No humano, capaz de pensar e gerar sentimentos a partir desses pensamentos, o próprio pensar pode ser um estímulo e o sentir, mais do que uma resposta, pode ser um poderoso reforçador. Mas, em geral, condicionamos, criamos regras para os sentimentos prazerosos. Criamos fechaduras baseadas em pressupostos que impedem e limitam o nosso acesso a esses sentimentos gostoso de serem experienciados.

Limitamos a alegria, o júbilo, o amor, confiança, limitamos através de regras condicionais. Esperamos que determinados estímulos específicos aconteçam no ambiente ou em nossa vida para que possamos nos deliciar com esses sentimentos. Criamos uma proibição um impedimento: “se eu passar no concurso, então poderei comemorar”.

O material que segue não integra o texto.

Issue #2229, opened 2025-10-21
Add marker or statement for periodicals that are still in active publication


TobiasNx:
Add http://id.loc.gov/ontologies/bibframe/status based on 008/6:

    c - Continuing resource currently published -> http://id.loc.gov/vocabulary/mstatus/current
    d - Continuing resource ceased publication -> http://id.loc.gov/vocabulary/mstatus/ceased
	u - Continuing resource status unknown -> http://id.loc.gov/vocabulary/mstatus/u

Not sure if to map it as toplevel or as part of the first object of publication.

PR #2245, opened 2025-11-13
Add publication.status #2229

TobiasNx:
Resolves: #2229 

This PR introduces a status property for publication that states if a continues resources is current, ceased or unknown mapped on the [basis of 008/06](https://www.loc.gov/marc/bibliographic/bd008a.html)

If okay info schema and context need to be updated.


acka47 (approved):
+1

TobiasNx:
I updated the context and the schema @acka47 could you have another look?

PR #553, opened 2024-10-10
Onboard iaas security group rule

GokceGK:


stackit/internal/services/iaas/securitygrouprule/resource.go
```diff
@@ -0,0 +1,658 @@
...
+	err = mapProtocol(securityGroupRuleResp, model)
+	if err != nil {
+		return fmt.Errorf("map protocol: %w", err)
+	}
+
+	return nil
+}
+
+func mapIcmpParameters(securityGroupRuleResp *iaasalpha.SecurityGroupRule, m *Model) error {
+	if securityGroupRuleResp.IcmpParameters == nil {
```
vicentepinto98, line 532: Did you test the case where the user sets the object fields, e.g. `icmp_parameters` to an empty object? In this case they would be returned by the API as nil, but we should map them to the empty object otherwise there will be value conversion error. 
 
 This doesn't apply when the object field has all fields inside as `Required` because it is not allowed to set the empty object in the configuration, but please double check for all of these object fields
 
 See how we are doing it for the labels field for example

stackit/internal/services/iaas/iaas_acc_test.go
```diff
@@ -83,6 +83,14 @@ var securityGroupResource = map[string]string{
 	"label1":      "value",
 }
 
+// Security Group rule resource data
+var securityGroupRuleResource = map[string]string{
+	"project_id":        testutil.ProjectId,
+	"security_group_id": securityGroupResource["security_group_id"],
```
vicentepinto98, line 89: this can be removed right? I think it doesnt even exist :thinking:

examples/resources/stackit_security_group_rule/resource.tf
```diff
@@ -0,0 +1,5 @@
+resource "stackit_security_group_rule" "example" {
```
vicentepinto98, line 1: it would be nice to add examples for the object fields that define a rule, otherwise the example is not that useful

GokceGK: added object fields in the example

stackit/internal/services/iaas/iaas_acc_test.go
GokceGK: removed the obsolete field

stackit/internal/services/iaas/securitygrouprule/resource.go
```diff
@@ -0,0 +1,653 @@
...
+				Validators: []validator.String{
+					validate.UUID(),
+					validate.NoSeparator(),
+				},
+			},
+			"security_group_id": schema.StringAttribute{
+				Description: "The security group ID.",
+				Required:    true,
+				PlanModifiers: []planmodifier.String{
+					stringplanmodifier.UseStateForUnknown(),
```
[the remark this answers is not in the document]
GokceGK: removed

stackit/internal/services/iaas/securitygrouprule/resource.go
```diff
@@ -0,0 +1,653 @@
...
+				},
+				Validators: []validator.String{
+					validate.UUID(),
+					validate.NoSeparator(),
+				},
+			},
+			"description": schema.StringAttribute{
+				Description: "The rule description.",
+				Optional:    true,
+				Computed:    true,
```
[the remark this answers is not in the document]
GokceGK: I have verified again. 
`Description, Direction, EtherType, IpRange, PortRange (Min, Max) and Protocol (Name)` are returned even if I do not send them in the request. I kept `Optional` and `Computed` in these fields and added `UseStateForUnknown` (as there is no update method for security group rules).

Other fields where I had a `Computed`, I removed them.

stackit/internal/services/iaas/securitygrouprule/resource.go
```diff
@@ -0,0 +1,658 @@
...
+	diags = resp.State.Set(ctx, model)
+	resp.Diagnostics.Append(diags...)
+	if resp.Diagnostics.HasError() {
+		return
+	}
+	tflog.Info(ctx, "security group rule read")
+}
+
+// Update updates the resource and sets the updated Terraform state on success.
+func (r *securityGroupRuleResource) Update(ctx context.Context, _ resource.UpdateRequest, resp *resource.UpdateResponse) { // nolint:gocritic // function signature required by Terraform
```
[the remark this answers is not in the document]
GokceGK: Added `RequiresReplace` to every field

stackit/internal/services/iaas/securitygrouprule/resource.go
```diff
@@ -0,0 +1,697 @@
...
+				Optional:    true,
+				Computed:    true,
+				PlanModifiers: []planmodifier.String{
+					stringplanmodifier.UseStateForUnknown(),
+					stringplanmodifier.RequiresReplace(),
+				},
+			},
+			"icmp_parameters": schema.SingleNestedAttribute{
+				Description: "ICMP Parameters.",
+				Optional:    true,
```
vicentepinto98, line 232: you can also add `RequiresReplace` at this level, just for safety

stackit/internal/services/iaas/securitygrouprule/resource.go
```diff
@@ -0,0 +1,697 @@
...
+					stringplanmodifier.RequiresReplace(),
+				},
+				Validators: []validator.String{
+					validate.IP(),
+				},
+			},
+			"port_range": schema.SingleNestedAttribute{
+				Description: "The range of ports.",
+				Optional:    true,
+				Computed:    true,
```
vicentepinto98, line 273: same here

stackit/internal/services/iaas/securitygrouprule/resource.go
```diff
@@ -0,0 +1,697 @@
...
+					"name": schema.StringAttribute{
+						Description: "The protocol name which the rule should match.",
+						Optional:    true,
+						Computed:    true,
+						PlanModifiers: []planmodifier.String{
+							stringplanmodifier.UseStateForUnknown(),
+							stringplanmodifier.RequiresReplace(),
+						},
+					},
+					"protocol": schema.Int64Attribute{
```
vicentepinto98, line 317: would it make more sense to name this field `number` instead? `protocol.protocol` path seems weird

stackit/internal/services/iaas/securitygrouprule/resource.go
```diff
@@ -0,0 +1,697 @@
...
+							int64validator.AtLeast(0),
+							int64validator.AtMost(65535),
+						},
+					},
+				},
+			},
+			"protocol": schema.SingleNestedAttribute{
+				Description: "The internet protocol which the rule should match.",
+				Optional:    true,
+				Computed:    true,
```
vicentepinto98, line 306: same here

stackit/internal/services/iaas/securitygrouprule/resource.go
```diff
@@ -0,0 +1,697 @@
...
+		core.LogAndAddError(ctx, &resp.Diagnostics, "Error configuring API client", fmt.Sprintf("Configuring client: %v. This is an error related to the provider configuration, not to the resource configuration", err))
+		return
+	}
+
+	r.client = apiClient
+	tflog.Info(ctx, "iaasalpha client configured")
+}
+
+// Schema defines the schema for the resource.
+func (r *securityGroupRuleResource) Schema(_ context.Context, _ resource.SchemaRequest, resp *resource.SchemaResponse) {
```
vicentepinto98, line 153: in general, can you check the openstack provider resource and see if it makes sense to have all these object fields instead of a more flat schema? https://registry.terraform.io/providers/terraform-provider-openstack/openstack/latest/docs/resources/networking_secgroup_rule_v2

You could also check this with the IaaS team.

Maybe something we could have checked in the refinement but we are still in time to make the best user experience here

vicentepinto98: It would also remove a lot of the object mapping complexity, including that empty object case

vicentepinto98: After aligning with the IaaS colleagues, we decided to leave them as objects

stackit/internal/services/iaas/securitygrouprule/resource.go
vicentepinto98: rename to number, they will probably do the same in the API

stackit/internal/services/iaas/securitygrouprule/resource.go
vicentepinto98: Beware that some of these fields should only be set if a specific protocol is set. E.g:
- `icmp_parameters` **should only** be provided if the protocol is `icmp`
- `port_range` **shouldn't** be provided if protocol is `icmp`

We can't easily validate this in the schema I think, because it would require checking other fields values, but at least we should add to the description

stackit/internal/services/iaas/securitygrouprule/resource.go
GokceGK: Added empty field checks for the optional fields. Also extended unit tests

stackit/internal/services/iaas/securitygrouprule/resource.go
GokceGK: Added `RequiresReplace`

stackit/internal/services/iaas/securitygrouprule/resource.go
GokceGK: Added `RequiresReplace`

stackit/internal/services/iaas/securitygrouprule/resource.go
GokceGK: Added `RequiresReplace`

stackit/internal/services/iaas/securitygrouprule/resource.go
GokceGK: I renamed the sub `protocol` field to `number`. 
In api it is still `protocol`, that is why some places it still looks like `protocol.protocol`. But from terraform implementation side, it is `protocol.number`

stackit/internal/services/iaas/securitygrouprule/resource.go
GokceGK: Added infos to the description. 
I used the examples you gave. Did not find any extra infos in API.

stackit/internal/services/iaas/securitygrouprule/resource_test.go
```diff
@@ -0,0 +1,294 @@
...
+				IpRange:               types.StringValue("iprange"),
+				RemoteSecurityGroupId: types.StringValue("remote"),
+				IcmpParameters:        fixtureModelIcmpParameters,
+				PortRange:             fixtureModelPortRange,
+				Protocol:              fixtureModelProtocol,
+			},
+			true,
+		},
+		{
+			"empty_port_range",
```
vicentepinto98, line 114: this test case is no longer relevant because port_range can't be empty

stackit/internal/services/iaas/securitygrouprule/resource_test.go
```diff
@@ -0,0 +1,294 @@
...
+				PortRange: types.ObjectValueMust(portRangeTypes, map[string]attr.Value{
+					"max": types.Int64Null(),
+					"min": types.Int64Null(),
+				}),
+				Protocol: types.ObjectNull(protocolTypes),
+			},
+			true,
+		},
+		{
+			"empty_protocol",
```
vicentepinto98, line 144: what this test case should cover is if the user has set an empty object but the API returns nil, which should not throw value conversion error, so it should be the following: 
```
Model{
				ProjectId:           types.StringValue("pid"),
				SecurityGroupId:     types.StringValue("sgid"),
				SecurityGroupRuleId: types.StringValue("sgrid"),
                                Protocol: types.ObjectValueMust(protocolTypes, map[string]attr.Value{
					"name":   types.StringNull(),
					"number": types.Int64Null(),
				})
			},
			&iaasalpha.SecurityGroupRule{
				Id:       utils.Ptr("sgrid"),
			},
			Model{
				Id:                    types.StringValue("pid,sgid,sgrid"),
				ProjectId:             types.StringValue("pid"),
				SecurityGroupId:       types.StringValue("sgid"),
				SecurityGroupRuleId:   types.StringValue("sgrid"),
				Direction:             types.StringNull(),
				Description:           types.StringNull(),
				EtherType:             types.StringNull(),
				IpRange:               types.StringNull(),
				RemoteSecurityGroupId: types.StringNull(),
				IcmpParameters:        types.ObjectNull(icmpParametersTypes),
				PortRange:             types.ObjectNull(portRangeTypes),
				Protocol: types.ObjectValueMust(protocolTypes, map[string]attr.Value{
					"name":   types.StringNull(),
					"number": types.Int64Null(),
				}),
			},
```

stackit/internal/services/iaas/securitygrouprule/resource.go
```diff
@@ -323,6 +323,7 @@ func (r *securityGroupRuleResource) Schema(_ context.Context, _ resource.SchemaR
 					"number": schema.Int64Attribute{
 						Description: "The protocol number which the rule should match.",
 						Optional:    true,
+						Computed:    true,
 						PlanModifiers: []planmodifier.Int64{
 							int64planmodifier.RequiresReplace(),
```
vicentepinto98, line 328: Add UseStateForUnknown

stackit/internal/services/iaas/securitygrouprule/resource.go
```diff
@@ -0,0 +1,721 @@
...
+				},
+			},
+			"protocol": schema.SingleNestedAttribute{
+				Description: "The internet protocol which the rule should match.",
+				Optional:    true,
+				Computed:    true,
+				PlanModifiers: []planmodifier.Object{
+					objectplanmodifier.RequiresReplace(),
+				},
+				Attributes: map[string]schema.Attribute{
```
vicentepinto98, line 313: just confirmed with IaaS, at least one of `name` and `number` must be provided so we must add `AtLeastOneOf` object validator: https://pkg.go.dev/github.com/hashicorp/terraform-plugin-framework-validators/objectvalidator#AtLeastOneOf`

stackit/internal/services/iaas/securitygrouprule/resource_test.go
GokceGK: If protocol needs to have name or number, this case will be obsolete, right

vicentepinto98: yes, not relevant anymore

GokceGK: removed test

stackit/internal/services/iaas/securitygrouprule/resource.go
GokceGK: added the `UseStateForUnknown`

stackit/internal/services/iaas/securitygrouprule/resource.go
GokceGK: added the validator. Also added the info in the description

vicentepinto98 (approved):

PR #556, opened 2024-10-14
Remove initial networking field from server

vicentepinto98:
- After aligning withe IaaS team, we decide to remove this field to improve user experience and make it very clear and transparent how to setup networking for a server which is going to be done solely by separate network interface attachment resource


joaopalet (approved):
Just missing doc generation, but no need to update in this specific PR (feature branch)

PR #567, opened 2024-10-18
Fix credential and credential group not found issue

GokceGK:


stackit/internal/services/objectstorage/credentialsgroup/resource.go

Nem todos que vagam, vagam a esmo

Mas, você existe, a jornada é do caralho, isso por si só já é motivo para celebrar, para se regozijar com a vida. A evolução te preparou para sentir tudo isso sem precisar de condições específicas. O sistema evoluiu ao longo desse bilhões de anos e está pronto para ser usado. Está pronto para gargalhar. O que fazemos é criar a limitação, criar a condição: “só amarei se encontrar uma pessoa assim ou assada”, “só direi palavras agradáveis para o outro quando ele fizer o que e como eu quero”. Assim, escondemos a gargalhada.

Por fim, a flor mais bonita que poderia surgir nesse jardim, fica escondida atrás do latão de lixo das condições que são criadas. O amor, essa manifestação suprema da existência, fica condicionado a fatores que são estritamente mentais, externos e inflexíveis. Assim, ele não é sentido, não expressado e, tristemente para todos esses prótons que nesse momento do universo viajam em você, não são experimentados.

O universo traçou uma jornada incrível e a direção, apesar de fundamentalmente aleatória, acabou sendo o amor e, nós, o que fizemos? Criamos uma condição para que ele seja mantido reprimido. O júbilo? Criamos a condição da igreja para que ele só seja sentido pelos condicionados. A alegria? Condicionamos ao dinheiro e a festa, assim só bêbado e rico.

Assim, o desenvolvimento pessoal precisa ser uma busca específica, um reencontro, um processo de descondicionamento. Veja, não é de desconstrução de si mesmo. Mas, um processo de descomplicar a possibilidade do amor. Descomplicar a possibilidade do júbilo. Descomplicar a possibilidade da alegria.

Pense: amar, agradecer e sorrir. Esse é fruto do desenvolvimento do universo, da vida e das nossas jornadas.

Desenvolvimento é facilitar o acesso a esses resultados.